A total of 24 candidate variables were included in the predictive models using the iterative algorithms. Age, preoperative pain, number of embolised tumours, distance from the liver capsule, dosage of iodised oil and preoperative prothrombin activity were closely associated with postoperative pain. The accuracy of the predictive model was compared between the training [area under the curve (AUC) = 0.798; 95% confidence interval (CI): 0.745-0.851] and verification (AUC = 0.871; 95%CI: 0.818-0.924) cohorts, with RFM having the best predictive efficiency (training cohort: AUC = 0.869, 95%CI: 0.816-0.922; internal verification cohort: AUC = 0.871; 95%CI: 0.818-0.924).

CONCLUSION

The five predictive models based on advanced machine learning algorithms, especially RFM, can accurately predict the risk of pain after TACE in patients with HCC. RFM can be used to assess the risk of pain for facilitating preventive treatment and improving the prognosis.

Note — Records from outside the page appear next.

PR #429, opened 2016-08-26
Add API key and 3LO scaffold to discovery

saicheems:
Adds 3 methods to ApiaryConfig that allow language contexts to print the
correct auth boilerplate.

### DIFF
--- a/src/main/java/com/google/api/codegen/ApiaryConfig.java
+++ b/src/main/java/com/google/api/codegen/ApiaryConfig.java
@@ -102,14 +102,58 @@ public class ApiaryConfig {
   private final Table<Type, String, Field> fields = HashBasedTable.<Type, String, Field>create();
 
   /*
-   * The service canonical name, or name if no canonical name
+   * The service canonical name, or name if no canonical name.
    */
   private String serviceCanonicalName;
 
   /*
-   * The service version string
+   * The service version string.
    */
   private String serviceVersion;
+
+  private Map<String, AuthType> authOverrides = new HashMap<>();
+
+  /*
+   * If present in the scope list, indicates that the API supports application default credentials
+   * based auth.
+   */
+  private static final String CLOUD_PLATFORM_SCOPE =
+      "https://www.googleapis.com/auth/cloud-platform";
+
+  /*
+   * Possible auth types supported by discovery.
+   */
+  public enum AuthType {
+    APPLICATION_DEFAULT_CREDENTIALS,
+    OAUTH_3L,
+    API_KEY
+  }
+
+  /*
+   * Returns the auth type supported by the service.
+   */
+  public AuthType getAuthType() {
+    String key = getServiceCanonicalName();
+    if (authOverrides.containsKey(key)) {
+      return authOverrides.get(key);
+    }
+    // This statement is based on the assumption that every method in a service contains all the
+    // scopes necessary to determine the correct auth mechanism for the entire service.
+    // Therefore, we use the scopes of the first method in the auth scopes array.
+    key = getAuthScopes().keySet().iterator().next();
+    List<String> scopes = getAuthScopes().get(key);
+    if (scopes.isEmpty()) {
+      // If there are no scopes, it's api key based.
+      return AuthType.API_KEY;
+    } else {
+      // If there are scopes, but cloud platform is one of them, then we can use ADC.
+      if (scopes.contains(CLOUD_PLATFORM_SCOPE)) {
+        return AuthType.APPLICATION_DEFAULT_CREDENTIALS;
+      }
+      // Otherwise it's 3 legged OAuth.
+      return AuthType.OAUTH_3L;
+    }
+  }
 
   public ListMultimap<String, String> getMethodParams() {
     return methodParams;
--- a/src/main/java/com/google/api/codegen/ApiaryConfig.java
+++ b/src/main/java/com/google/api/codegen/ApiaryConfig.java
@@ -126,7 +126,7 @@ public class ApiaryConfig {
   public enum AuthType {
     APPLICATION_DEFAULT_CREDENTIALS,
     OAUTH_3L,
-    API_KEY
+    API_KEY,
   }
 
   /*
@@ -134,23 +134,17 @@ public class ApiaryConfig {
    */
   public AuthType getAuthType() {
     String key = getServiceCanonicalName();
-    if (authOverrides.containsKey(key)) {
+    if (!Strings.isNullOrEmpty(key) && authOverrides.containsKey(key)) {
       return authOverrides.get(key);
     }
-    // This statement is based on the assumption that every method in a service contains all the
-    // scopes necessary to determine the correct auth mechanism for the entire service.
-    // Therefore, we use the scopes of the first method in the auth scopes array.
-    key = getAuthScopes().keySet().iterator().next();
-    List<String> scopes = getAuthScopes().get(key);
-    if (scopes.isEmpty()) {
-      // If there are no scopes, it's api key based.
+    // If the API has no scopes, then we know it's API key-based.
+    if (getAuthScopes().isEmpty()) {
       return AuthType.API_KEY;
     } else {
-      // If there are scopes, but cloud platform is one of them, then we can use ADC.
-      if (scopes.contains(CLOUD_PLATFORM_SCOPE)) {
+      // If there are scopes and cloud platform is one of them, then we can use ADC.
+      if (getAuthScopes().containsValue(CLOUD_PLATFORM_SCOPE)) {
         return AuthType.APPLICATION_DEFAULT_CREDENTIALS;
       }
-      // Otherwise it's 3 legged OAuth.
       return AuthType.OAUTH_3L;
     }
   }
--- a/src/main/java/com/google/api/codegen/discovery/MainDiscoveryProviderFactory.java
+++ b/src/main/java/com/google/api/codegen/discovery/MainDiscoveryProviderFactory.java
@@ -49,16 +49,29 @@ public class MainDiscoveryProviderFactory implements DiscoveryProviderFactory {
   public static final String PYTHON = "python";
   public static final String RUBY = "ruby";
 
-  private static final String DEFAULT_SNIPPET_FILE = "discovery_fragment.snip";
+  private static final String ADC_SNIPPET_FILE = "discovery_fragment.snip";
+  private static final String OAUTH_3L_SNIPPET_FILE = "3lo_discovery_fragment.snip";
+  private static final String API_KEY_SNIPPET_FILE = "api_key_discovery_fragment.snip";
 
   public static DiscoveryProvider defaultCreate(
       Service service, ApiaryConfig apiaryConfig, String id) {
+    String snippetFile;
+    // TODO(saicheems): Update this as new auth types are supported.
+    switch (apiaryConfig.getAuthType()) {
+      case APPLICATION_DEFAULT_CREDENTIALS:
+      case OAUTH_3L:
+      case API_KEY:
+        snippetFile = ADC_SNIPPET_FILE;
+        break;
+      default:
+        throw new RuntimeException("unsupported auth type");
+    }
     if (id.equals(CSHARP)) {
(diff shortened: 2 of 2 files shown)


saicheems:
I want to do this in a set of small PRs, I'll follow up many more that add an auth type to each language.

src/main/java/com/google/api/codegen/ApiaryConfig.java
```diff
@@ -102,15 +102,59 @@
...
+    // This statement is based on the assumption that every method in a service contains all the
+    // scopes necessary to determine the correct auth mechanism for the entire service.
+    // Therefore, we use the scopes of the first method in the auth scopes array.
+    key = getAuthScopes().keySet().iterator().next();
+    List<String> scopes = getAuthScopes().get(key);
+    if (scopes.isEmpty()) {
+      // If there are no scopes, it's api key based.
+      return AuthType.API_KEY;
+    } else {
+      // If there are scopes, but cloud platform is one of them, then we can use ADC.
```
vchudnov-g: s/, but/and

src/main/java/com/google/api/codegen/ApiaryConfig.java
```diff
@@ -102,15 +102,59 @@
...
+    if (authOverrides.containsKey(key)) {
+      return authOverrides.get(key);
+    }
+    // This statement is based on the assumption that every method in a service contains all the
+    // scopes necessary to determine the correct auth mechanism for the entire service.
+    // Therefore, we use the scopes of the first method in the auth scopes array.
+    key = getAuthScopes().keySet().iterator().next();
+    List<String> scopes = getAuthScopes().get(key);
+    if (scopes.isEmpty()) {
+      // If there are no scopes, it's api key based.
```
vchudnov-g: "API Key-based"

src/main/java/com/google/api/codegen/ApiaryConfig.java
```diff
@@ -102,15 +102,59 @@
...
+    String key = getServiceCanonicalName();
+    if (authOverrides.containsKey(key)) {
+      return authOverrides.get(key);
+    }
+    // This statement is based on the assumption that every method in a service contains all the
+    // scopes necessary to determine the correct auth mechanism for the entire service.
+    // Therefore, we use the scopes of the first method in the auth scopes array.
+    key = getAuthScopes().keySet().iterator().next();
+    List<String> scopes = getAuthScopes().get(key);
+    if (scopes.isEmpty()) {
```
vchudnov-g: Not sure we need a comment for every single case here. Maybe just a comment here on top: `Implement a simple heuristic for determining which AUTH_TYPE to use"

src/main/java/com/google/api/codegen/ApiaryConfig.java
```diff
@@ -102,15 +102,59 @@
...
+
+  /*
+   * Returns the auth type supported by the service.
+   */
+  public AuthType getAuthType() {
+    String key = getServiceCanonicalName();
+    if (authOverrides.containsKey(key)) {
+      return authOverrides.get(key);
+    }
+    // This statement is based on the assumption that every method in a service contains all the
```
vchudnov-g: I wonder whether this assumption can land us in trouble.

I also wonder whether it can be misleading. What if the first method is a write method, and so it doesn't list any `readonly` scopes? Then when we generate for a read method, we don't list the `readonly` scopes, even though it would work. Thus, the user thinks that any of the listed scopes work but doesn't realize that the `readonly` scope would, too.

Also, what if the first method has a set of resource-specific scopes, but there are other resources in the API? eg: `mail.thread.readonly` vs `mail.contact.readonly`, say. (I made that up, btw.)

I think it's safest to do this per method....

src/main/java/com/google/api/codegen/discovery/MainDiscoveryProviderFactory.java
```diff
@@ -49,48 +49,61 @@
   public static final String PYTHON = "python";
   public static final String RUBY = "ruby";
 
-  private static final String DEFAULT_SNIPPET_FILE = "discovery_fragment.snip";
+  private static final String ADC_SNIPPET_FILE = "discovery_fragment.snip";
```
vchudnov-g: would it be easier to read to have instead "discovery_fragment_3lo", etc. (the specifics being a suffix rather than prefix)?

src/main/java/com/google/api/codegen/ApiaryConfig.java
saicheems: I'm a bit confused, the method only determines the auth type for a service. It doesn't actually change any scopes that would be listed in the snippet. This can't change how anything down the road is generated.

Now that you mention it though, this can get us in trouble if there's a non-authenticated function we look at first.

I'll change it to use a method.

saicheems: Actually I'd really like to leave it in the service form... but I realized a slightly more robust way to do it:

If the API doesn't have a single scope (`getAuthScopes().isEmpty()`), then we know it's API-key based. If it has more than one scope, and one of the scopes is `"https://googleapis.com/auth/cloud-platform"`, then we know it's ADC based. Otherwise it's 3LO.

I don't think this can fail in the context of discovery, and since it doesn't change how code is generated down the line, none of the `readonly` or scope specific semantics makes a difference.

saicheems:
Updated

@vchudnov-g I changed the way that auth method worked, but I still want it to be service based. I improved the algorithm a bit, PTAL

src/main/java/com/google/api/codegen/ApiaryConfig.java
saicheems: Btw, doing this on a per method basis will not work - some methods, if the API uses 3LO, may not specify scopes. That is, they're unauthenticated calls. We can wrongly identify some methods as API key based if we don't look at the whole service.

src/main/java/com/google/api/codegen/discovery/MainDiscoveryProviderFactory.java
```diff
@@ -49,48 +49,61 @@
   public static final String PYTHON = "python";
   public static final String RUBY = "ruby";
 
-  private static final String DEFAULT_SNIPPET_FILE = "discovery_fragment.snip";
+  private static final String SNIPPET_FILE_ADC = "discovery_fragment.snip";
+  private static final String SNIPPET_FILE_3L0 = "discovery_fragment_3lo.snip";
```
vchudnov-g: s/3L0/3LO/ (letter, not digit)

src/main/java/com/google/api/codegen/ApiaryConfig.java
vchudnov-g: To clarify: you're saying that we look at the scopes to determine the type of template we use for all methods (3LO, ADC, API Key), and, if we use 3LO, for each method we only include in the snippet the scopes listed for that method? That sounds OK.  I was incorrectly assuming you would use for all methods the scopes you read from the first method.

Wrt unauthenticated calls: It would be good to mark them as unauthenticated so that it's obvious to the user. I assume with 3LO this can happen when we notice no scopes listed for the method. For API Keys, I'm not sure what form this can take in Discovery, so maybe we still pass the API Key along unnecessarily (but harmlessly). Thoughts?

saicheems: 1: Yes

2: It's tricky... I think we should start with assuming that all calls are authenticated and then be more clever.

src/main/java/com/google/api/codegen/discovery/MainDiscoveryProviderFactory.java
saicheems: Fixed

src/main/java/com/google/api/codegen/ApiaryConfig.java
```diff
@@ -102,15 +102,53 @@
...
+    String key = getServiceCanonicalName();
+    if (!Strings.isNullOrEmpty(key) && authOverrides.containsKey(key)) {
+      return authOverrides.get(key);
+    }
+    // If the API has no scopes, then we know it's API key-based.
+    if (getAuthScopes().isEmpty()) {
+      return AuthType.API_KEY;
+    } else {
+      // If there are scopes and cloud platform is one of them, then we can use ADC.
+      if (getAuthScopes().containsValue(CLOUD_PLATFORM_SCOPE)) {
```
pongad: Hoist into `else if`? Alternatively skip the `else`?

src/main/java/com/google/api/codegen/discovery/MainDiscoveryProviderFactory.java
```diff
@@ -49,48 +49,61 @@
   public static final String PYTHON = "python";
   public static final String RUBY = "ruby";
 
-  private static final String DEFAULT_SNIPPET_FILE = "discovery_fragment.snip";
+  private static final String SNIPPET_FILE_ADC = "discovery_fragment.snip";
+  private static final String SNIPPET_FILE_3LO = "discovery_fragment_3lo.snip";
+  private static final String SNIPPET_FILE_API_KEY = "discovery_fragment_api_key.snip";
```
pongad: I wonder if we really want to put these into separate files? Looking at Victor's doc, 3LO looks a little gnarly, but API key shouldn't be too hard to fit into existing file right? I fear that the number of files will increase template duplication. I think duplication in template is a lot worse than code duplication, since a lot of tools that we use to help us maintain source code doesn't really work on templates.

src/main/java/com/google/api/codegen/discovery/MainDiscoveryProviderFactory.java
```diff
@@ -49,48 +49,61 @@
...
+    // TODO(saicheems): Update this as new auth types are supported.
+    switch (apiaryConfig.getAuthType()) {
+      case APPLICATION_DEFAULT_CREDENTIALS:
+      case OAUTH_3L:
+      case API_KEY:
+        snippetFile = SNIPPET_FILE_ADC;
+        break;
+      default:
+        throw new RuntimeException("unsupported auth type");
+    }
```
pongad: If we really need each in its own file, consider just putting these strings into `AuthType`'s constructor. That way we know the RuntimeException can't happen.

pongad:
Sorry I'm late to the party :cry:

src/main/java/com/google/api/codegen/ApiaryConfig.java
vchudnov-g: Yeah, skip the `else`

src/main/java/com/google/api/codegen/discovery/MainDiscoveryProviderFactory.java
vchudnov-g: But can we factor our the common parts so that we don't have code duplication? I could imagine two ways of doing it:

1. have a main template file for each auth mechanism. Each of these files consists mostly of the auth boiler plate, and at the bottom it imports a common template for the actual method invocation. This is the way this PR seems currently heading.

1. have a common template that imports the correct boilerplate depending on the auth mechanism used.

Both of these should prevent code duplication. Since the boilerplate is so long, it might be clearer to go for the first option, but I don't have strong feelings one way or the other at the moment. What do you guys think?

src/main/java/com/google/api/codegen/discovery/MainDiscoveryProviderFactory.java
vchudnov-g: Hmm, but then you'd be giving `AuthType` an additional abstraction. If we do this, it would be better renamed `AuthTemplate`.

src/main/java/com/google/api/codegen/discovery/MainDiscoveryProviderFactory.java
saicheems: My intention was to put any actual logic in its own file, and import it below all the boilerplate. Everything can be in the same snippet file... but this is more to manage complexity (and my sanity) than anything.

saicheems: Anyway... going to hold off on this briefly while I see if MVVM improves the snippet files any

Keywords: Hepatocellular carcinoma, Transcatheter arterial chemoembolization, Pain, Machine learning algorithm, Prediction

Core Tip: Machine learning-based pre-warning models can be used to predict post-transcatheter arterial chemoembolisation (TACE) pain for hierarchical management of patients at high risk of moderate and severe pain after TACE. In particular, random forest model (RFM) combined with preoperative predictors (i.e., age, preoperative pain, distance from liver capsule ≤ 2 cm, prothrombin activity, iodine oil dose and increased number of emboli) has optimal discriminating power and high predictive accuracy. Therefore, RFM can be used for early prediction of the risk of pain, which can facilitate prompt pain management after TACE and improve the prognosis of patients.